Prerequisites for the installation of EAGER

Operating System Support

Linux

EAGER has been successfully tested on several types of operating systems, supporting the underlying tools and methods. These include several flavours of Linux based operating systems including Debian ‘Jessie’, Ubuntu 16.04 LTS, CentOS 7 and ArchLinux.

Mac OSX

The pipeline can be installed and configured on Mac OSX 10.x as well, however some of the tools used by EAGER are stating that they might be unstable on OSX. Therefore, we do not recommend to run the pipeline directly on OSX, but instead rely on a Linux workstation, cluster or the usage of our Docker based EAGER image instead, which is running perfectly fine on OSX as well.

Windows

Note

There are currently no plans to support Windows as a operating system.

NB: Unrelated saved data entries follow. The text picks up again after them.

PR #2078, opened 2019-10-01
fix: auditd improvements

### LINKED ISSUE #2077: auditd systemd service is broken
When auditd is disabled via api model, we deliver a systemd service that doesn't actually work.

```
Could not open dir /var/log/audit (No such file or directory)
```

This is because we don't actually deliver the auditd implementation if `auditDEnabled` is set to `false` (which it is by default).

To allow disconnected AKS Engine scenarios to use auditd, we pre-install it via VHD. We should do a best-effort `apt-get purge` of auditd during CSE for all `"auditDEnabled": false` scenarios so that intrepid users don't notice a systemd service that doesn't actually work.

jackfrancis:
**Reason for Change**:

This PR addresses auditd cruft left on vms that are built without the auditd flag enabled:

If `auditDEnabled` is not true in the cluster configuration, we should clean up the auditd apt package so that folks don't try and use it (we only deliver a working configuration *if* `auditDEnabled` is set to true.

This PR adds best-effort (i.e., it runs in the background and failures are ignored) `apt-get purge auditd`.

This PR also enables auditd for non-VHD distros.

Finally, this PR adds `"auditDEnabled": true` configuration for the "everything" test config to validate that we protect this feature with regular tests.

**Issue Fixed**:

Fixes #2077 

**Requirements**:

- [ ] includes documentation
- [ ] adds unit tests

**Notes**:

### DIFF
--- a/parts/k8s/cloud-init/artifacts/cse_config.sh
+++ b/parts/k8s/cloud-init/artifacts/cse_config.sh
@@ -22,16 +22,6 @@ systemctlEnableAndStart() {
         return 1
     fi
 }
-systemctlDisableAndStop() {
-    if ! systemctl_stop 100 5 30 $1; then
-        echo "$1 could not be stopped"
-        return 1
-    fi
-    if ! retrycmd_if_failure 120 5 25 systemctl disable $1; then
-        echo "$1 could not be disabled by systemctl"
-        return 1
-    fi
-}
 
 configureEtcdUser(){
     useradd -U "etcd"
@@ -132,7 +122,7 @@ ensureAuditD() {
     systemctlEnableAndStart auditd || exit $ERR_SYSTEMCTL_START_FAIL
   else
     if apt list --installed | grep 'auditd'; then
-      systemctlDisableAndStop auditd || exit $ERR_SYSTEMCTL_START_FAIL
+      apt_get_purge 20 30 120 auditd &
     fi
   fi
 }
--- a/pkg/api/types.go
+++ b/pkg/api/types.go
@@ -1299,6 +1299,11 @@ func (m *MasterProfile) IsVHDDistro() bool {
 	return m.Distro == AKSUbuntu1604 || m.Distro == AKSUbuntu1804
 }
 
+// IsAuditDEnabled returns true if the master profile is configured for auditd
+func (m *MasterProfile) IsAuditDEnabled() bool {
+	return m.AuditDEnabled != nil && to.Bool(m.AuditDEnabled)
+}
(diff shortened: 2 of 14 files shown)


parts/k8s/cloud-init/artifacts/cse_config.sh
```diff
@@ -132,7 +122,7 @@ ensureAuditD() {
     systemctlEnableAndStart auditd || exit $ERR_SYSTEMCTL_START_FAIL
   else
     if apt list --installed | grep 'auditd'; then
-      systemctlDisableAndStop auditd || exit $ERR_SYSTEMCTL_START_FAIL
+      apt_get_purge 20 30 120 auditd &
```
mboersma: Removing the package I assume does `systemctl stop` as well?

pkg/api/types.go
```diff
@@ -1299,6 +1299,11 @@ func (m *MasterProfile) IsVHDDistro() bool {
 	return m.Distro == AKSUbuntu1604 || m.Distro == AKSUbuntu1804
 }
 
+// IsAuditDEnabled returns true if the master profile is configured for auditd
+func (m *MasterProfile) IsAuditDEnabled() bool {
+	return m.AuditDEnabled != nil && to.Bool(m.AuditDEnabled)
```
mboersma: A `nil` check isn't necessary since [`to.Bool`](https://github.com/Azure/go-autorest/blob/master/autorest/to/convert.go#L71) returns `false` in that case.

pkg/api/types.go
```diff
@@ -1428,6 +1433,11 @@ func (a *AgentPoolProfile) IsVHDDistro() bool {
 	return a.Distro == AKSUbuntu1604 || a.Distro == AKSUbuntu1804
 }
 
+// IsAuditDEnabled returns true if the master profile is configured for auditd
+func (a *AgentPoolProfile) IsAuditDEnabled() bool {
+	return a.AuditDEnabled != nil && to.Bool(a.AuditDEnabled)
```
mboersma: Same comment as above: `nil` check not necessary.

parts/k8s/cloud-init/artifacts/cse_config.sh
jackfrancis: It removes the systemd service definition altogether, so yeah explicitly stopping/disabling on startup is no longer a thing. (Also this was the only use of that func hence it goes altogether)

jackfrancis:
@mboersma this is ready for review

Merely, this is a limitation posed not by EAGER itself, but rather of many of the underlying tools which are not running on Windows and have been developed for Linux based operating systems.

Software Requirements for EAGER

Docker Image Based Installation

You will only need to install Docker on your host system. There are several manuals available to install and run docker on your machine, depending on your operating system. Note that this is the only supported installation method on OSX and Windows host machines.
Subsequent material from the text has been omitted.